= AIM OF THE EXERCISE =
Output every record below precisely as it is written.

Saved entries:
· · · · · · ·

PR #16472, opened 2025-06-30
Fix for Make connector where body wasn't being parsed correctly

PClmnt:
## Description
Fixes an issue where when having a single quote in your Make payload would result in a malformed payload being sent.
## Addresses
https://linear.app/budibase/issue/BUDI-9407/json-containing-apostrophes-gets-many-added-in

## Screenshots

Make working correctly previously broken payload:
image
## Launchcontrol
Fix an issue where the Make connector was sending malformed data.

### DIFF
--- a/packages/server/src/automations/steps/make.ts
+++ b/packages/server/src/automations/steps/make.ts
@@ -1,6 +1,10 @@
 import fetch from "node-fetch"
 import { getFetchResponse } from "./utils"
-import { ExternalAppStepOutputs, MakeIntegrationInputs } from "@budibase/types"
+import {
+  ExternalAppStepOutputs,
+  JSONValue,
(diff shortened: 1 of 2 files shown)


mike12345567 (approved):
LGTM - nice test cases.

packages/server/src/automations/steps/make.ts
```diff
@@ -9,9 +9,27 @@ export async function run({
 }): Promise<ExternalAppStepOutputs> {
   const { url, body } = inputs
 
-  let payload = {}
+  let payload: any = {}
```
mike12345567: if we could type this better than `any` that would be great, we actually have a type which we use when the type is unknown but it is JSON, `JSONValue` which can be imported from types.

· · · · · · ·

= EXERCISE RESPONSE =
PR #16472, opened 2025-06-30
Fix for Make connector where body wasn't being parsed correctly

PClmnt:
## Description
Fixes an issue where when having a single quote in your Make payload would result in a malformed payload being sent.
## Addresses
https://linear.app/budibase/issue/BUDI-9407/json-containing-apostrophes-gets-many-added-in

## Screenshots

Make working correctly previously broken payload:
image
## Launchcontrol
Fix an issue where the Make connector was sending malformed data.

### DIFF
--- a/packages/server/src/automations/steps/make.ts
+++ b/packages/server/src/automations/steps/make.ts
@@ -1,6 +1,10 @@
 import fetch from "node-fetch"
 import { getFetchResponse } from "./utils"
-import { ExternalAppStepOutputs, MakeIntegrationInputs } from "@budibase/types"
+import {
+  ExternalAppStepOutputs,
+  JSONValue,
(diff shortened: 1 of 2 files shown)


mike12345567 (approved):
LGTM - nice test cases.

packages/server/src/automations/steps/make.ts
```diff
@@ -9,9 +9,27 @@ export async function run({
 }): Promise<ExternalAppStepOutputs> {
   const { url, body } = inputs
 
-  let payload = {}
+  let payload: any = {}
```
mike12345567: if we could type this better than `any` that would be great, we actually have a type which we use when the type is unknown but it is JSON, `JSONValue` which can be imported from types.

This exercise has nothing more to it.